The project started with Schadt and Mayes traveling to Oregon for sampling. “It normally would have been six scientists, but we had travel restrictions on groups traveling together due to the pandemic,” Schadt said. They also had to work around encroaching wildfires, as Oregon experienced an active fire season that year. Schadt and Mayes worked with the assistance of Oregon State University volunteers to gather extensive geotagged samples at the two sites.

Beneficial bioengineering 

Mayes said the project “gets at the role of genes in influencing not just the fate of the plant itself, but also the environment around it, such as the soil. For instance, we wanted to understand the potential of soil microbes to either make more nitrate or to remove excess nitrate from the system. We wanted to learn more about how plant genomics influence what soil microbes are doing.” Knowing more about the plant and soil nitrogen cycle can affect emissions of N2O, a gas that accounts for 6% of all greenhouse gas emissions in the United States.

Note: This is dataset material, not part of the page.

PR #191, opened 2026-05-08
fix: Validate API key against server before storing

mattkram:
## Summary

When using `ana login --api-key`, validate the key by making a request to `/api/account` before saving it to the keyring. This prevents storing invalid or cross-environment tokens that would later show "Logged in as unknown".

“If you know which genes to target that result in the minimization of N2O or nitrate production, then you have the potential to affect both greenhouse gas-related warming and water quality,” Mayes said. “You could, for instance, select and further bioengineer plants with the best genetic profile for controlling these emissions.”

“This project is unique because it gets at the connection between plant genomes and environmental outcomes like nitrous oxide emissions or nitrate production,” Mayes said. “Building one of the first, comprehensive datasets on the plant-microbe relationship also tells us how much we still can learn.”